Start of Record extracts
PR #97, opened 2021-09-27
docs: generate code coverage reports

mkazlauskas:
# Context

We aim to have high code coverage. Generating coverage reports on each build would be nice.

# Proposed Solution

Generate and upload coverage reports to gh-pages together with docs.


rhyslbw (approved):
Great

PR #99, opened 2021-09-28
Feature: CardanoProvider network info and stake pool stats

rhyslbw:
# Context
The light wallet requires some network and stake pool information.

# Proposed Solution
Adds two new CardanoProvider properties: `networkInfo` and `stakePoolStats`. UTC dates are localised.

### DIFF
--- a/packages/blockfrost/test/blockfrostProvider.test.ts
+++ b/packages/blockfrost/test/blockfrostProvider.test.ts
@@ -3,7 +3,7 @@
 import { BlockFrostAPI, Responses } from '@blockfrost/blockfrost-js';
 import { blockfrostProvider } from '../src';
 import { Schema as Cardano } from '@cardano-ogmios/client';
-import { NetworkInfo, Transaction } from '@cardano-sdk/core';
+import { NetworkInfo, StakePoolStats, Transaction } from '@cardano-sdk/core';
 jest.mock('@blockfrost/blockfrost-js');
 
 describe('blockfrostProvider', () => {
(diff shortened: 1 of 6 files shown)


packages/blockfrost/test/blockfrostProvider.test.ts
```diff
@@ -3,12 +3,107 @@
...
+      },
+      supply: {
+        max: '45000000000000000',
+        total: '40267211394073980',
+        circulating: '42064399450423723',
+        locked: '6161981104458'
+      }
+    } as Responses['network'];
+
+    // eslint-disable-next-line @typescript-eslint/no-explicit-any
```
mkazlauskas, line 39: Probably don't need to disable this rule here

packages/blockfrost/test/blockfrostProvider.test.ts
```diff
@@ -340,7 +435,7 @@ describe('blockfrostProvider', () => {
       confirmations: 0
     } as Responses['block_content'];
     // eslint-disable-next-line @typescript-eslint/no-explicit-any
```
mkazlauskas, line 437: Probably don't need to disable this rule here

packages/cardano-graphql-db-sync/src/cardanoGraphqlDbSyncProvider.ts
```diff
@@ -42,6 +42,170 @@ export const cardanoGraphqlDbSyncProvider = (uri: string): CardanoProvider => {
...
+          currentEpoch {
+            lastBlockTime
+            number
+            startedAt
+          }
+        }
+      }
+    `;
+
+    type Response = {
```
mkazlauskas, line 72: I'm wondering if there's a way to generate response type from graphql schema+query

rhyslbw: We can use https://www.graphql-code-generator.com/, and it's probably at the point where we can consider introducing it.

mkazlauskas (approved):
End of Record extracts
Nothing but a number is expected here: the number of lines in the entries that include the word "packages".

5